+++ Supplied material
Issue #1722, opened 2025-04-17
Support svg in the Plug-in Image Browser


vogella:
The Plug-in Image Browser is a very nice tool to review the existing icons or Eclipse plug-ins. It would be great if it could also be used to show and download the new SVG icons.

To open the view use CTRL+3 -> Plug-in Image Browser 

![Image](https://github.com/user-attachments/assets/5459d384-f3f3-4f17-842d-9726e9548d85)

vogella:
cc @HeikoKlare  @Michael5601

HeikoKlare:
Thank you for the pointer, @vogella! I didn't think about the image browser yet, but definitely makes sense to extend that to also show SVGs.

Supporting SVGs in generals seems to be easy, as there is an explicit allowlist for considered extensions:
https://github.com/eclipse-pde/eclipse.pde/blob/4f898d144a1e67254d2c36fdbb12fccbb3775af5/ui/org.eclipse.pde.ui/src/org/eclipse/pde/internal/ui/views/imagebrowser/repositories/AbstractRepository.java#L58

When doing so, I would expect the SVGs to show up next to the existing PNGs/Gifs. There are several filter configurations in place to, in particular the "Icon" filter only showing one version of each icon (no disabled ones, no 2x versions etc.), but such a filter probably matches both PNGs and SVGs in the original size. In particular, the 2x-filtering is done by matching the 16x16 size, which will also hold for SVGs. So extending the filtering is probably the bit more tricky part:
https://github.com/eclipse-pde/eclipse.pde/blob/4f898d144a1e67254d2c36fdbb12fccbb3775af5/ui/org.eclipse.pde.ui/src/org/eclipse/pde/internal/ui/views/imagebrowser/ImageBrowserView.java#L129-L146

From a user's perspective, when choosing the "Icons" filter, I would expect SVGs to be shown be precedence:
- if there is an SVG and one or multiple PNGs, take the SVG
- if there is no PNG for an image, take that one as done right now

Filtering currently seems to be limited to a single image, but given that a PNG is only to be shown when there is no matching SVG, this will probably need to be extended.

PR #1809, opened 2025-06-09
Add SVG support to ImageBrowser

Michael5601:
This PR enables the display of SVGs in the `ImageBrowser`. 

When both a PNG and an SVG version of an icon are present, only the SVG will be shown.
To allow this behavior a new filter `PNGReplacementFilter` is introduced which decides depending on the icons in the cache (future icons) and existing filters if a PNG should be added or suppressed. If an SVG with the same path exists in the cache and if it passes all active filters the PNG will be discarded.

Using the existing text pattern filter to only view specific icons (e.g. "*.png" for only PNGs) continues to work as expected with this implementation showing only PNGs for all available icons. 

For this change to work a new public method `public getElementsCache()` is added to `AbstractRepository`. This should be no problem as the package is marked as internal. 

This change follows the recommeded behaviour for the `ImageBrowser` regarding SVGs by @HeikoKlare in this [comment](https://github.com/eclipse-pde/eclipse.pde/issues/1722#issuecomment-2830868565).

Fixes https://github.com/eclipse-pde/eclipse.pde/issues/1722.

### DIFF
--- a/ui/org.eclipse.pde.ui/src/org/eclipse/pde/internal/ui/views/imagebrowser/ImageBrowserView.java
+++ b/ui/org.eclipse.pde.ui/src/org/eclipse/pde/internal/ui/views/imagebrowser/ImageBrowserView.java
@@ -22,6 +22,7 @@ import java.util.ArrayList;
 import java.util.Collection;
 import java.util.LinkedList;
 import java.util.List;
+import java.util.regex.Pattern;
 
 import org.eclipse.core.commands.ExecutionException;
 import org.eclipse.core.commands.NotEnabledException;
@@ -91,6 +92,7 @@ public class ImageBrowserView extends ViewPart implements IImageTarget {
 
 	private static final String COMMAND_SAVE_TO_WORKSPACE = "org.eclipse.pde.ui.imagebrowser.saveToWorkspace"; //$NON-NLS-1$
 	protected final static String VIEW_ID = "org.eclipse.pde.ui.ImageBrowserView"; //$NON-NLS-1$
+	private static final Pattern FILE_EXTENSION = Pattern.compile("\\.[^.]+$"); //$NON-NLS-1$
 
 	private final UpdateUI mUIJob = new UpdateUI();
 
@@ -118,6 +120,7 @@ public class ImageBrowserView extends ViewPart implements IImageTarget {
 
 	private Text txtFilter;
 	private IFilter textPatternFilter;
+	private IFilter svgFilter = null;
 	private PageNavigationControl pageNavigationControl;
 
 	private ImageElement imageElement;
@@ -144,6 +147,20 @@ public class ImageBrowserView extends ViewPart implements IImageTarget {
 		mFilters.add(enabledIcons);
 		textPatternFilter = new StringFilter("*"); //$NON-NLS-1$
 		mFilters.add(textPatternFilter);
+		svgFilter = element -> {
+			String fileName = element.getPath();
+			if (!fileName.endsWith(".svg")) { //$NON-NLS-1$
+				String replacementSVGName = FILE_EXTENSION.matcher(fileName).replaceAll(".svg"); //$NON-NLS-1$
+				ImageElement replacementSVG = repository.getImageElement(replacementSVGName);
+				if (replacementSVG != null) {
+					return new ArrayList<>(mFilters).stream()
+							.anyMatch(filter -> filter != svgFilter && !filter.accept(replacementSVG));
+				}
+				return true;
+			}
+			return true;
+		};
+		mFilters.add(svgFilter);
 	}
 
 	@Override
@@ -191,10 +208,14 @@ public class ImageBrowserView extends ViewPart implements IImageTarget {
 			mFilters.clear();
 			mFilters.add(textPatternFilter);
 			Combo source = (Combo) e.getSource();
-			switch (source.getSelectionIndex()) {
+			int selectionIndex = source.getSelectionIndex();
+			switch (selectionIndex) {
 				case 0 -> mFilters.add(enabledIcons);
 				case 1 -> mFilters.add(disabledIcons);
 				case 2 -> mFilters.add(wizard);
+			}
+			if (selectionIndex != source.getItemCount() - 1) {
+				mFilters.add(svgFilter);
 			}
 			page = 0; // reset to 1st page
 			scanImages();
--- a/ui/org.eclipse.pde.ui/src/org/eclipse/pde/internal/ui/views/imagebrowser/repositories/AbstractRepository.java
+++ b/ui/org.eclipse.pde.ui/src/org/eclipse/pde/internal/ui/views/imagebrowser/repositories/AbstractRepository.java
@@ -22,10 +22,10 @@ import java.io.InputStream;
 import java.util.Collection;
 import java.util.Enumeration;
 import java.util.HashSet;
-import java.util.LinkedList;
-import java.util.List;
+import java.util.LinkedHashMap;
 import java.util.Optional;
 import java.util.Properties;
+import java.util.SequencedMap;
 import java.util.zip.ZipEntry;
 import java.util.zip.ZipFile;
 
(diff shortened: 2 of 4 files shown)


ui/org.eclipse.pde.ui/src/org/eclipse/pde/internal/ui/views/imagebrowser/repositories/AbstractRepository.java
```diff
@@ -48,14 +50,15 @@ public abstract class AbstractRepository extends Job {
 	protected List<ImageElement> mElementsCache = new LinkedList<>();
 
 	private final IImageTarget mTarget;
+	protected Map<String, ImageElement> allImageElements = new HashMap<>();
```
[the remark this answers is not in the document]
Michael5601: great idea. This really improves the code, thanks :).

ui/org.eclipse.pde.ui/src/org/eclipse/pde/internal/ui/views/imagebrowser/ImageBrowserView.java
```diff
@@ -190,11 +205,15 @@ public void createPartControl(final Composite parent) {
 		typeCombo.addSelectionListener(widgetSelectedAdapter(e -> {
 			mFilters.clear();
 			mFilters.add(textPatternFilter);
-			Combo source = (Combo) e.getSource();
-			switch (source.getSelectionIndex()) {
-				case 0 -> mFilters.add(enabledIcons);
-				case 1 -> mFilters.add(disabledIcons);
-				case 2 -> mFilters.add(wizard);
+			List<String> options = List.of("Enabled", "Disabled", "Wizard", "AllIcons"); //$NON-NLS-1$ //$NON-NLS-2$ //$NON-NLS-3$ //$NON-NLS-4$
```
HannesWell, line 208: I think the indirection through this list doesn't make the code easier to maintain, as we now have to keep that list in sync with the list of labels defined for the combo above.

I agree it's not ideal to just rely on hard-coded indices, but I think currently we have not really completely clean and simple solution, because the labels are not constants (for the compiler).
Therefore I would leave this part as it is.

ui/org.eclipse.pde.ui/src/org/eclipse/pde/internal/ui/views/imagebrowser/repositories/AbstractRepository.java
```diff
@@ -45,7 +45,7 @@
 
 public abstract class AbstractRepository extends Job {
 
-	protected List<ImageElement> mElementsCache = new LinkedList<>();
+	private Map<String, ImageElement> mElementsCache = new LinkedHashMap<>();
```
HannesWell, line 48:
```suggestion
	private SequencedMap<String, ImageElement> mElementsCache = new LinkedHashMap<>();
```
Then casting the field to `LinkedHashMap` below should also not be necessary.

ui/org.eclipse.pde.ui/src/org/eclipse/pde/internal/ui/views/imagebrowser/ImageBrowserView.java
```diff
@@ -408,6 +420,38 @@ public synchronized void notifyImage(final ImageElement element) {
...
+			String correspondingSVGName = element.getPath().replaceAll("\\.[^.]+$", ".svg"); //$NON-NLS-1$ //$NON-NLS-2$
+			ImageElement svgElement = repository.getImageElement(correspondingSVGName);
+			if (svgElement != null) {
+				return checkSVGRejectedByFilters(svgElement);
+			}
+			return true;
+		}
+
+		private boolean checkSVGRejectedByFilters(ImageElement cachedSvg) {
+			return new ArrayList<>(filters).stream()
```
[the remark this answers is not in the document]
HannesWell: Acknowledged, thanks for the explanation.

ui/org.eclipse.pde.ui/src/org/eclipse/pde/internal/ui/views/imagebrowser/ImageBrowserView.java
```diff
@@ -408,6 +420,38 @@ public synchronized void notifyImage(final ImageElement element) {
 		imageIndex++;
 	}
 
+	private class SvgFilter implements IFilter {
```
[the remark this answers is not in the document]
HannesWell: > Is there a better way? Or should we avoid using lambdas?

Indeed, I'm also not aware of a better way. But then I suggest to keep the lambda and also keep the field non-final.
Or do you prefer the separate class?

ui/org.eclipse.pde.ui/src/org/eclipse/pde/internal/ui/views/imagebrowser/repositories/AbstractRepository.java
```diff
@@ -142,7 +149,9 @@ protected void searchJarFile(final File jarFile, final IProgressMonitor monitor)
 			while ((entries.hasMoreElements()) && (!monitor.isCanceled())) {
 				ZipEntry entry = entries.nextElement();
 				if (isImageName(entry.getName())) {
-					addImageElement(new ImageElement(() -> createImageData(jarFile, entry), jarFile.getName(), entry.getName()));
+					ImageElement imageElement = new ImageElement(() -> createImageData(jarFile, entry),
+							jarFile.getName(), entry.getName());
+					mElementsCache.put(imageElement.getPath(), imageElement);
```
HannesWell, line 154: Can't this code be left unchanged?
```suggestion
					addImageElement(new ImageElement(() -> createImageData(jarFile, entry), jarFile.getName(), entry.getName()));
```

ui/org.eclipse.pde.ui/src/org/eclipse/pde/internal/ui/views/imagebrowser/repositories/AbstractRepository.java
```diff
@@ -177,7 +186,10 @@ protected void searchDirectory(File directory, final IProgressMonitor monitor) {
 
 						} else {
 							if (isImage(resource)) {
-								addImageElement(new ImageElement(() -> createImageData(resource), pluginName, resource.getAbsolutePath().substring(directoryPathLength)));
+								ImageElement imageElement = new ImageElement(() -> createImageData(resource),
+										pluginName, resource.getAbsolutePath().substring(directoryPathLength));
+								mElementsCache.put(imageElement.getPath(), imageElement);
+								addImageElement(imageElement);
```
HannesWell, line 192: Can't this code be left unchanged?
```suggestion
								addImageElement(new ImageElement(() -> createImageData(resource), pluginName, resource.getAbsolutePath().substring(directoryPathLength)));
```

HannesWell (commented):
Thanks for the update.
I have a few more remarks, please see them below.

ui/org.eclipse.pde.ui/src/org/eclipse/pde/internal/ui/views/imagebrowser/ImageBrowserView.java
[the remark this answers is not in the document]
Michael5601: As the lambda is not huge I think it is still relatively easy to comprehend so we can avoid introducing the inner class SVGFilter.

ui/org.eclipse.pde.ui/src/org/eclipse/pde/internal/ui/views/imagebrowser/ImageBrowserView.java
Michael5601: I agree. I changed the switch to hard indices and changed the condition for adding the SVGFilter to the following (only add SVGs if the selectionIndex is the last possible index):

if (selectionIndex != source.getItemCount() - 1) {
				mFilters.add(svgFilter);
			}

HannesWell (approved):
Thank you for the update and in general for this nice contribuiton.

The change looks fine now, I just pushed an update to extract the `FILE_EXTENSION` Pattern to a static final constant in order to avoid it's recompilation on each call.
This should make the filter a bit quicker (as this is potentially a hot-loop I think we should consider such simple optimizations).

HeikoKlare:
Thank you two for creating and processing this extensions! I have just re-tested it in latest I-Build and it works very well.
++++++
Instructions to follow
Copy out each line of the data above, exactly, if it lies between the line holding "Using the existing" and the line holding "For this change", inclusive; copy no other line.

Task solution
Using the existing text pattern filter to only view specific icons (e.g. "*.png" for only PNGs) continues to work as expected with this implementation showing only PNGs for all available icons. 

For this change to work a new public method `public getElementsCache()` is added to `AbstractRepository`. This should be no problem as the package is marked as internal. 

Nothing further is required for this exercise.